# work van and 2 kids



## bbgcarpentry (Apr 11, 2009)

how do most people deal with having the option to pick up there children from time to time when mum cant make it and you have a work van and cant afford a 3rd car.

i have a boy of 2 which goes in my express with the air bags shut off this is ok legal but now i have number 2 child on the way,i work downtown alot so a van is really what i need but what wil i do with number 2.

any one else here dealing with there issues


----------



## davitk (Oct 3, 2008)

Tough situation, I have three kids and would give up a kid before the van.
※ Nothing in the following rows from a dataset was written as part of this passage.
PR #13388, opened 2025-02-19
mfabfz.cpp: Preliminary work to get the CP/M extension included

rfka01:
CP/M ROMs added - CP/M bootdisk softlist - information to add the floppy interface and memory banking

### DIFF
--- a/hash/mfacpm.xml
+++ b/hash/mfacpm.xml
@@ -3,10 +3,13 @@
 
 <!-- license:CC0-1.0 -->
 
-<softwarelist name="mfacpm" description="MFA Mikrocomputer fuer Ausbildung CP/M disks">
+<softwarelist name="mfacpm" description="MFA Mikrocomputer für Ausbildung CP/M disks">
+
+<!-- marked bad dump because it's the only known copy, but it contains utilities added by the copying service.
+It's unclear how it was originally distributed -->
 
 	<software name="mfacpm">
-		<description>MFA Mikrocomputer fuer Ausbildung original CP/M</description>
+		<description>MFA CP/M V 2.2 48tpi, 40 track DS System Disk</description>
 		<year>1987</year>
 		<publisher>BFZ Essen</publisher>
 		<!--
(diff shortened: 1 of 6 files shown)


hash/mfacpm.xml
```diff
@@ -0,0 +1,46 @@
+<?xml version="1.0"?>
+<!DOCTYPE softwarelist SYSTEM "softwarelist.dtd">
+
+<!-- license:CC0-1.0 -->
+
+<softwarelist name="mfacpm" description="MFA Mikrocomputer fuer Ausbildung CP/M disks">
+
+	<software name="mfacpm">
+		<description>MFA Mikrocomputer fuer Ausbildung original CP/M</description>
```
cuavas, line 9: Did they actually use the spelling “fuer”, or did they use “für”?

src/mame/skeleton/mfabfz.cpp
```diff
@@ -87,6 +141,29 @@ class mfabfz_state : public driver_device
...
+private:
+	void mfacpm_io(address_map &map) ATTR_COLD;
+	void mfacpm_mem(address_map &map) ATTR_COLD;
+	void machine_reset() override ATTR_COLD;
+	void machine_start() override ATTR_COLD;
+	required_device<cpu_device> m_maincpu;
+	required_shared_ptr<uint8_t> m_shared_ram;
+	memory_view m_bootview;
+	required_device<i8251_device> m_uart;
+};
```
cuavas, line 166: Is it not possible to share a base class for these, or are they completely unrelated systems?  If they’re unrelated, do they belong in the same file as each other?

RetroAND: The system is modular, and I think the OP wants to be able to deliver a machine with the native, low level monitor and another with the optional but higher level CP/M extension.

hash/mfacpm.xml
rfka01: Good thing you opened that can of worms, I wasn't aware of the multitude of names they used for the system over time.
MFA is the abbreviation for "Mikrocomputer für Ausbildung", it's listed as such on Wiki, and this is how it's usually referred to. The system is ASCII only, so no Umlauts are on the the original keyboard. This is why I automatically replaced the "ü" with "ue".
Earlier systems are labelled "MFA Mikrocomputer", later ones "MFA Mediensystem" on the power supply.
The MAT ROMs that are already in MAME sign on as "BFZ/MFA Mikrocomputer".
Earlier documentation is for "MFA Mikrocomputer", later one is labelled as "MFA Mediensystem Mikrocomputertechnik".
I'm using the Umlaut now, but I'm keeping the "MFA Mikrocomputer für Ausbildung" as this is what it's known best for.
The "original" CP/M is on a copied disk with a hand printed label, as it came from a sort of distribution service (think shareware houses, but not shareware), with added utilities, so I've marked it as a bad dump.
I'll upload a revision soon.

src/mame/skeleton/mfabfz.cpp
rfka01: RetroAND's interpretation is correct. The system is on an ECB bus like backplane, and, you should ideally be able to pick and match in MAME. Until then it would be great to have CP/M going. In real hardware you modify some cards by setting system parameters via solder bridges, so I think it belongs to the same driver.

PR #13390, opened 2025-02-20
Add a skeleton for Microtek Powerpack In-Circuit Emulator PP-SW+ PIII

clawgrip:
Powerpack In-Circuit Emulator PP-SW+ PIII [ArcadeHacker]

### DIFF
--- a/src/mame/skeleton/powerpack.cpp
+++ b/src/mame/skeleton/powerpack.cpp
@@ -1,0 +1,80 @@
+// license:BSD-3-Clause
+// copyright-holders:
+/****************************************************************************
+
+Skeleton driver for Microtek Powerpack In-Circuit Emulator model PP-SW+ PIII
+
+Main POD with two PCBs connected with a small backplane (also connects 
+with the pass-through CPU adapter using a flat cable):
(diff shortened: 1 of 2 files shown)


src/mame/skeleton/powerpack.cpp
```diff
@@ -0,0 +1,80 @@
+// license:BSD-3-Clause
+// copyright-holders:
+/****************************************************************************
+
+Skeleton driver for Microtek Powerpack In-Circuit Emulator model PP-SW+ PIII
+
+Main POD with two PCBs connected with a small backplane (also connects 
+with the pass-through CPU adapter using a flat cable):
```
angelosa, line 8: Details on the CPU adapter cable? How it connects to host?

clawgrip: cpupod-2
[Installation Guide FC_370.pdf](https://github.com/user-attachments/files/19085134/Installation.Guide.FC_370.pdf)

clawgrip: cpupod-4

PR #13391, opened 2025-02-20
add rx80 skeleton

goldnchild:
Here's a skeleton for the epson rx80.


cuavas (changes requested):
* Please turn this into a “private implementation” device in an anonymous namespace, like e.g. all the newer Apple II cards.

Guess that means they walk or get left behind.


----------



## clancrawford55 (Nov 20, 2011)

bbgcarpentry said:


> how do most people deal with having the option to pick up there children from time to time when mum cant make it and you have a work van and cant afford a 3rd car.
> 
> i have a boy of 2 which goes in my express with the air bags shut off this is ok legal but now i have number 2 child on the way,i work downtown alot so a van is really what i need but what wil i do with number 2.
> 
> any one else here dealing with there issues


I have a extra cab PU I am stuck. I take my son to dayschool in the AM & have him all weekend while wifey works. #2 is now on the way & I can't even think about an extra vehicle 4 wise but also can't put both kids in the truck as My son is too small to sit in front. It is stressing me out too but there seem to be no answer.


----------



## WarnerConstInc. (Jan 30, 2008)

We used to just ride around on lawn chairs in the back of van's.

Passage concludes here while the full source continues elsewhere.